Abstract:Self-supervised learning approach like contrastive learning is attached great attention in natural language processing. It uses pairs of training data augmentations to build a classification task for an encoder with well representation ability. However, the construction of learning pairs over contrastive learning is much harder in NLP tasks. Previous works generate word-level changes to form pairs, but small transforms may cause notable changes on the meaning of sentences as the discrete and sparse nature of natural language. In this paper, adversarial training is performed to generate challenging and harder learning adversarial examples over the embedding space of NLP as learning pairs. Using contrastive learning improves the generalization ability of adversarial training because contrastive loss can uniform the sample distribution.
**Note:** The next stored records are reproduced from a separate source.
PR #712, opened 2020-01-14
SPEC-1399 Handle absence of 'ns' field in index specifications

patrickfreed:
[SPEC-1399](https://jira.mongodb.org/browse/SPEC-1399)

Starting in MongoDB 4.4, the `ns` field will no longer be present in the index specifications returned from the `listIndexes` server command. This affects drivers that return statically defined models of index specifications as part of their own `listIndexes` helpers, as well as drivers that document the contents of any loose documents/dictionaries they return from that helper instead. 

This PR updates the index enumeration spec and test plan to describe how affected drivers should handle the `ns` field being missing.

After a brief survey, I _think_ the only affected drivers are PHP and legacy C#.

### DIFF
--- a/source/enumerate-indexes.rst
+++ b/source/enumerate-indexes.rst
@@ -365,8 +365,8 @@ Tests
   - verify all the indexes are represented in the result
   - verify the "unique" flags show up for the unique index
   - verify there are no duplicates in the returned list
-  - if the result consists of statically defined index models, verify that the ``ns`` fields are accurate if such a field is
-    defined as part of the model.
+  - if the result consists of statically defined index models that include an ``ns`` field, verify
+    that its value is accurate
 
 
 Backwards Compatibility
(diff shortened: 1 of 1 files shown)


source/enumerate-indexes.rst
```diff
@@ -353,13 +358,15 @@ Tests
...
 
 - Run the driver's method that returns a list of index information records, and:
 
-  - all the indexes are represented in the result
-  - the "unique" flags show up for the unique index
-  - there are no duplicates in the returned list
+  - verify all the indexes are represented in the result
+  - verify the "unique" flags show up for the unique index
+  - verify there are no duplicates in the returned list
+  - if the result consists of statically defined index models, verify that the ``ns`` fields are accurate if such a field is
```
jmikola: I think this could be rewritten as:

> if the result consists of statically defined index models that include an `ns` field, verify that its value is accurate

source/enumerate-indexes.rst
```diff
@@ -379,6 +386,9 @@ The shell implements the first algorithm for falling back if the
 
 Version History
 ===============
+0.5.0 - 2020-01-14
+    Update to mention handling of the ``ns`` field being removed from the
+    response to the ``listIndexes`` server command.
```
jmikola: I think it'd helpful to note the server version here. We can probably also make this more concise. Consider:

> MongoDB 4.4 no longer includes ``ns`` field in ``listIndexes`` responses.

source/enumerate-indexes.rst
patrickfreed: done

source/enumerate-indexes.rst
patrickfreed: done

And at the same time, adversarial training also enhances the robustness of contrastive learning. Two novel frameworks, supervised contrastive adversarial learning (SCAL) and unsupervised SCAL (USCAL), are proposed, which yields learning pairs by utilizing the adversarial training for contrastive learning. The label-based loss of supervised tasks is exploited to generate adversarial examples while unsupervised tasks bring contrastive loss. To validate the effectiveness of the proposed framework, we employ it to Transformer-based models for natural language understanding, sentence semantic textual similarity and adversarial learning tasks. Experimental results on GLUE benchmark tasks show that our fine-tuned supervised method outperforms BERT$_{base}$ over 1.75\%. We also evaluate our unsupervised method on semantic textual similarity (STS) tasks, and our method gets 77.29\% with BERT$_{base}$. The robustness of our approach conducts state-of-the-art results under multiple adversarial datasets on NLI tasks.